**Saved entries:**
╭──

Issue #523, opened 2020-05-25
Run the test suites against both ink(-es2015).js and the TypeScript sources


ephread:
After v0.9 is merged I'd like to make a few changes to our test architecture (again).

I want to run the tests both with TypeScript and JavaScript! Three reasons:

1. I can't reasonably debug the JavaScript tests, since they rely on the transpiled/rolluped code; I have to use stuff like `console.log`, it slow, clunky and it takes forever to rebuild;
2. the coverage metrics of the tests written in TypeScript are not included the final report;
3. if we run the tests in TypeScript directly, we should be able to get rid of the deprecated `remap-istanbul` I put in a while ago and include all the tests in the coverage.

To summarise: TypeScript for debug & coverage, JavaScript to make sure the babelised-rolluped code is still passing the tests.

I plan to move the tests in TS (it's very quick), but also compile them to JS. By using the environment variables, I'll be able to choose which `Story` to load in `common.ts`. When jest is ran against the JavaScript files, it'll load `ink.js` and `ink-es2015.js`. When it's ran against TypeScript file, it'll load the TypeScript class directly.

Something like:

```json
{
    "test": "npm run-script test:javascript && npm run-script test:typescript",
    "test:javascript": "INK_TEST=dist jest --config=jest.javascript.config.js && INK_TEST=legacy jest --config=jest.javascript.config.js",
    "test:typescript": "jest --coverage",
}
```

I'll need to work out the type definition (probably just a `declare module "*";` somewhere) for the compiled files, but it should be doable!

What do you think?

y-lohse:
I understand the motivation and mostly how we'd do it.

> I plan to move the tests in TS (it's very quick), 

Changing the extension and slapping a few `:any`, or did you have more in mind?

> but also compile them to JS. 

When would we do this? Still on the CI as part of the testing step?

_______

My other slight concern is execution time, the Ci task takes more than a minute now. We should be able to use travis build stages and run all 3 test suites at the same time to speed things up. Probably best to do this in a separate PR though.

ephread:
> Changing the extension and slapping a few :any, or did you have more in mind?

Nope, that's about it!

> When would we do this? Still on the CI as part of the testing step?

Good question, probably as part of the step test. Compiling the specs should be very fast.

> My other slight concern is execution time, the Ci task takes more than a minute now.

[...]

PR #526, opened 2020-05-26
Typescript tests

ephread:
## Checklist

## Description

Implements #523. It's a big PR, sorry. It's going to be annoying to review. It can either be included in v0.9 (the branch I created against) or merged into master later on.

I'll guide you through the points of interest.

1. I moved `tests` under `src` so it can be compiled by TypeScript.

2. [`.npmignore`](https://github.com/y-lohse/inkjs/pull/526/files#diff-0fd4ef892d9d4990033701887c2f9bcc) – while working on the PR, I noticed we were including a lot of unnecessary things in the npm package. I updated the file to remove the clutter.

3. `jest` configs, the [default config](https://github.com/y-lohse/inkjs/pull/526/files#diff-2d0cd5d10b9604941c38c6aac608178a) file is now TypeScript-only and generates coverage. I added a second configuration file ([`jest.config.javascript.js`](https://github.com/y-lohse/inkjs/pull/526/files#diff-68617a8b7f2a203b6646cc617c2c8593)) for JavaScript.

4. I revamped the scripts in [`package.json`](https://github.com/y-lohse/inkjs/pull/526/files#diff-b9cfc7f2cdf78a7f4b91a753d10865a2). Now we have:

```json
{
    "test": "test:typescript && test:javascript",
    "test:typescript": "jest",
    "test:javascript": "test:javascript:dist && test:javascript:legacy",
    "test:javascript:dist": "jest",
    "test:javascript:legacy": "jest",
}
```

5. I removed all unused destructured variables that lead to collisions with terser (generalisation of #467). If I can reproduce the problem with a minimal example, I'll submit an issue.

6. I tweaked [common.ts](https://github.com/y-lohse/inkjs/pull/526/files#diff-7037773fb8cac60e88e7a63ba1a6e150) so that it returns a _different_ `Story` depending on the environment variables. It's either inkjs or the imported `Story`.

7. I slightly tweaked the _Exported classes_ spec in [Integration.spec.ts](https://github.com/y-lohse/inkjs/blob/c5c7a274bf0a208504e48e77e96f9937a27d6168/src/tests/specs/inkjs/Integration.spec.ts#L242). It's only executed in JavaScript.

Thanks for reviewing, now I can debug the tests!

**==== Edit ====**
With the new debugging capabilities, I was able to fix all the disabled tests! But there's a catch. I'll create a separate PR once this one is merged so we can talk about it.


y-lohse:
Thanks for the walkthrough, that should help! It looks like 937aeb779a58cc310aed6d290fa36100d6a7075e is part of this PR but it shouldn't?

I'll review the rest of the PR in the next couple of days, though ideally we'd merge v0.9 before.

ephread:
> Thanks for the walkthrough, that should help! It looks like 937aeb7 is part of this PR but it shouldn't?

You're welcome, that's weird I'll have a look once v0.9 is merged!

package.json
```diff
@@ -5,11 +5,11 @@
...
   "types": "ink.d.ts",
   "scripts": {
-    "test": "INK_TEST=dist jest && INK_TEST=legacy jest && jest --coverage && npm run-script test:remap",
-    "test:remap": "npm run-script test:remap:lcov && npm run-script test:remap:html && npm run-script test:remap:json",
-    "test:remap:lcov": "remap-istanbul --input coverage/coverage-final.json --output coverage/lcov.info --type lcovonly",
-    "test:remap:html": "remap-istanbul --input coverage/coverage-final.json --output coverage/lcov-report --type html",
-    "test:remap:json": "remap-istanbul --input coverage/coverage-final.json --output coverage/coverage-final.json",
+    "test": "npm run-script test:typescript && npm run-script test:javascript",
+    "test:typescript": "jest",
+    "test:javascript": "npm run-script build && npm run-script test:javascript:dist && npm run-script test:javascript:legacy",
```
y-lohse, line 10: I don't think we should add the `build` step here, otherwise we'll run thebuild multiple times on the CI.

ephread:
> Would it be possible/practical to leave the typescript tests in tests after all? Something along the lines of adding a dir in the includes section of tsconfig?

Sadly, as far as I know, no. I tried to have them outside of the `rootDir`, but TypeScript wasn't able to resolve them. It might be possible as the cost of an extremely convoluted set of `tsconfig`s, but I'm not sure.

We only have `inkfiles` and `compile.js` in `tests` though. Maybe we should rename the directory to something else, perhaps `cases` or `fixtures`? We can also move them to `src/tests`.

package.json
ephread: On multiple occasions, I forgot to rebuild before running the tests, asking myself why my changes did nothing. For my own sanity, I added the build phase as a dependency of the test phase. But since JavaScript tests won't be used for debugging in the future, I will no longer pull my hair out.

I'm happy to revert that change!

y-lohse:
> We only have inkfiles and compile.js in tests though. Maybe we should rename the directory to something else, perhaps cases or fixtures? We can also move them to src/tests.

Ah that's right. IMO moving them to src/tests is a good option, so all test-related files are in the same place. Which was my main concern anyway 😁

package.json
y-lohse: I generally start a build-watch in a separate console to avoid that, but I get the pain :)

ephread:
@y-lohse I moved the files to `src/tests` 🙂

╰──
╭──

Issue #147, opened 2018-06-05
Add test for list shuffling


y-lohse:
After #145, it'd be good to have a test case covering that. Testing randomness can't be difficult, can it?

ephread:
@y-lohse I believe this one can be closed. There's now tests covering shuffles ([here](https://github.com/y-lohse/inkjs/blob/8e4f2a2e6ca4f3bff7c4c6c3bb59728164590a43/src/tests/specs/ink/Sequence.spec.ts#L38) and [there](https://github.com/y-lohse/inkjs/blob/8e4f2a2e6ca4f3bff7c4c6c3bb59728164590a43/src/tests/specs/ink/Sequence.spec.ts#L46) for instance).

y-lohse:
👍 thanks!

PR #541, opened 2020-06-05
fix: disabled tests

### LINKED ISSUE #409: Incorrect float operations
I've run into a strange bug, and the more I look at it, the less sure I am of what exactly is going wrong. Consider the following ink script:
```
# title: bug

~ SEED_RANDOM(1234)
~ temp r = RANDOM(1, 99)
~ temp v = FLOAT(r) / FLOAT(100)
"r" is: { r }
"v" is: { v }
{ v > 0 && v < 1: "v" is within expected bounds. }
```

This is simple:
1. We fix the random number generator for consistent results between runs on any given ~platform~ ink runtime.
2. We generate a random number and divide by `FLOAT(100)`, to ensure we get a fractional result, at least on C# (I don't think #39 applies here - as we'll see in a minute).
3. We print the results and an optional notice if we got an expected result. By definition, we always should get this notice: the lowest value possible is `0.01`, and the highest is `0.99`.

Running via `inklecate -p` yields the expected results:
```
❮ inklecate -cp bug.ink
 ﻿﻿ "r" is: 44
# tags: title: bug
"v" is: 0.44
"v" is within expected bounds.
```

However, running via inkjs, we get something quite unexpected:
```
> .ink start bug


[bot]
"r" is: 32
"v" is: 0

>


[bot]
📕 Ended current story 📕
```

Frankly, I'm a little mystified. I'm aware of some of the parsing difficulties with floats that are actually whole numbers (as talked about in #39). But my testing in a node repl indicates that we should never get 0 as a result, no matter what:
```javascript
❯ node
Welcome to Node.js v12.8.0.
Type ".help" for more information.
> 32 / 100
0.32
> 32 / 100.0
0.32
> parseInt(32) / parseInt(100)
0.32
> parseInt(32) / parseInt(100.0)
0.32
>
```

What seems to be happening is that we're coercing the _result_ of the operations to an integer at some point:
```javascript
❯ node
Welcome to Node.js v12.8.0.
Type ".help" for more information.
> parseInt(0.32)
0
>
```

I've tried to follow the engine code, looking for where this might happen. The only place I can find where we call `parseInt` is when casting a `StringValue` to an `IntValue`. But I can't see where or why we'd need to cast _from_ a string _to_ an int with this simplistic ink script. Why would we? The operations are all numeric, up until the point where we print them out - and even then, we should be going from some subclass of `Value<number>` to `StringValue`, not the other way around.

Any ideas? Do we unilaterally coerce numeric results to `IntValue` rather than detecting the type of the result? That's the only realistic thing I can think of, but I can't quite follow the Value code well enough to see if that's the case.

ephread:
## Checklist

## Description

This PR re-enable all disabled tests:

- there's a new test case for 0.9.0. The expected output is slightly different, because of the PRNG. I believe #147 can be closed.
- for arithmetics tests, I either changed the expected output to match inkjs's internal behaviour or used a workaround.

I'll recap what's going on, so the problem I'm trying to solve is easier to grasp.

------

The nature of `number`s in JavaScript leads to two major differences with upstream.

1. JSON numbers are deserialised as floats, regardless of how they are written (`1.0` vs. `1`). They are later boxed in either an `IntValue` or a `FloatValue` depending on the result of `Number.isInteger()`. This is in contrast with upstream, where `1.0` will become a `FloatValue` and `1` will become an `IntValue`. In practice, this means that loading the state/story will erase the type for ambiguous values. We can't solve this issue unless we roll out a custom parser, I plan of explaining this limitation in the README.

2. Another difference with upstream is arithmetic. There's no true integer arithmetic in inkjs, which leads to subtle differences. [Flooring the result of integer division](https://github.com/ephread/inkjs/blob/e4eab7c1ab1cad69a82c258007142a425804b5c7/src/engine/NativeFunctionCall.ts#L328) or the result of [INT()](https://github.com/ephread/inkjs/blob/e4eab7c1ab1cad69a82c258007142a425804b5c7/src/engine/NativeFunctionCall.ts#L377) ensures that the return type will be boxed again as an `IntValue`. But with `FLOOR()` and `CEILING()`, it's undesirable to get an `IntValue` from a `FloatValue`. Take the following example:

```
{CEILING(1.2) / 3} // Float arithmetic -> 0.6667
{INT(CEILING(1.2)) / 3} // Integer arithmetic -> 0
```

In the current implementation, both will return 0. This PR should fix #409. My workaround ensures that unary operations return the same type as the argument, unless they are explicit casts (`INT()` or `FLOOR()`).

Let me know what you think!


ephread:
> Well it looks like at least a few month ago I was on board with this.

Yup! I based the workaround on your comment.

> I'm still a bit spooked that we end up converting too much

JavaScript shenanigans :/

╰──

**WORK TASK:**
Among the records, find every line holding the word "fixtures" and copy it.

**WRITTEN ANSWER:**
We only have `inkfiles` and `compile.js` in `tests` though. Maybe we should rename the directory to something else, perhaps `cases` or `fixtures`? We can also move them to `src/tests`.
> We only have inkfiles and compile.js in tests though. Maybe we should rename the directory to something else, perhaps cases or fixtures? We can also move them to src/tests.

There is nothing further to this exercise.